Les résultats présentés dans cette partie montrent que les régions du haut de M1 et du pré-M1 jouent un rôle critique dans les propriétés fonctionnelles de GLIC.
Les mutants F195A et Q193L/M sont quasiment non-fonctionnels. Q193C voit une cinétique de désensibilisation apparente accélérée, alors que Q193C-P250C est constitutivement activé.
Les doubles mutants P250C-Y194F ou -Y197F provoquent une stabilisation de l’état D, et possiblement une accélération de l’activation. Le simple mutant P250C montrant un profil fonctionnel proche du récepteur sauvage, ces phénotypes sont majoritairement dus aux mutations des deux tyrosines.

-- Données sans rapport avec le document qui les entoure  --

PR #71, opened 2017-08-08
Feature/message validation

rjweeks:
Changes to the domain so that subject and body fields are not deleted or changed when they have an error.

### DIFF
--- a/app/validation/domain.py
+++ b/app/validation/domain.py
@@ -185,12 +185,12 @@ class DraftSchema(Schema):
     @validates("body")
     def validate_body(self, body):
         if body is not None:
-            self.validate_field_length(body, len(body), constants.MAX_BODY_LEN)
+            self.validate_field_length('body', len(body), constants.MAX_BODY_LEN, body)
 
     @validates("subject")
     def validate_subject(self, subject):
         if subject is not None:
-            self.validate_field_length(subject, len(subject), constants.MAX_SUBJECT_LEN)
+            self.validate_field_length('subject', len(subject), constants.MAX_SUBJECT_LEN, subject)
 
     @validates("thread_id")
     def validate_thread_id(self, thread_id):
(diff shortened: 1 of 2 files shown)


app/validation/domain.py
```diff
@@ -65,14 +65,14 @@ def validate_to_from_not_equal(self, data):
             raise ValidationError("msg_to and msg_from fields can not be the same.")
 
     # TODO: Validate UUID with mock party
-    @validates('msg_to')
+    @validates("msg_to")
     def validate_to(self, msg_to):
         for item in msg_to:
             self.validate_non_zero_field_length("msg_to", len(item), constants.MAX_TO_LEN)
             if msg_to != 'BRES' and not User.is_valid_user(item):
                 raise ValidationError("{0} is not a valid user.".format(item))
```
rhiGriff: Should this be consistent with the other ValidationError lines in regards to single quotes rather than double quotes?

app/validation/domain.py
```diff
@@ -65,14 +65,14 @@ def validate_to_from_not_equal(self, data):
             raise ValidationError("msg_to and msg_from fields can not be the same.")
```
rhiGriff: Should this be consistent with the other ValidationError lines in regards to single quotes rather than double quotes?

dcdarrell9:
I don't know why, but this is the error that I'm getting.

screen shot 2017-08-08 at 10 57 02

app/validation/domain.py
```diff
@@ -128,11 +128,10 @@ def validate_non_zero_field_length(self, field_name, length, max_field_len):
...
     @staticmethod
-    def validate_field_length(field_name, length, max_field_len):
+    def validate_field_length(field_name, length, max_field_len, data=None):
         if length > max_field_len:
             logger.debug("{0} field is too large {1}  max size: {2}".format(field_name, length, max_field_len))
-            raise ValidationError('{0} field length must not be greater than {1}.'.format(field_name, max_field_len))
-
+            raise ValidationError('{0} field length must not be greater than {1}.'.format(field_name, max_field_len), field_name, [], data)
 
 class DraftSchema(Schema):
```
andrewmil: Since DraftSchema is almost the same as the MessageSchema could we just make it a subclass of MessageSchema and overwrite the different functions?

app/validation/domain.py
rjweeks: So these decorators are consistent using "

app/validation/domain.py
rjweeks: Yes that is worth doing.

La résolution des structures des mutants Q193L/M et Y197F montrent un TMD de type repos et une boucle M2-M3 vers le pore. Or, les structures de GLICpH4 montrent que, dans la conformation active, la boucle M2-M3 est située vers l’arrière et les trois résidus Q193, F195 et Y197 peuvent effectuer trois interactions distinctes avec cette boucle (Figure 16). Notamment pour les couples F195-M252 et Y197-K248, la position des chaines latérales de M252 et K248 indiquent que ces interactions ne sont possibles que lorsque la boucle M2-M3 est vers l’arrière (Figure 16). Dans le cas particulier du couple Q193-P250, l’interaction peut ne pas être directe mais s’effectuer à travers un réseau de molécules d’eau. En effet, la mutation en alanine de la proline 250 a été rapportée comme ayant un phénotype sauvage (Rienzo et al., 2016), comme cela est également montré par la mutation P250C. Toutefois, que cette interaction soit directe
cette position pouvant effectuer des liaisons hydrogènes est nécessaire à l’activation.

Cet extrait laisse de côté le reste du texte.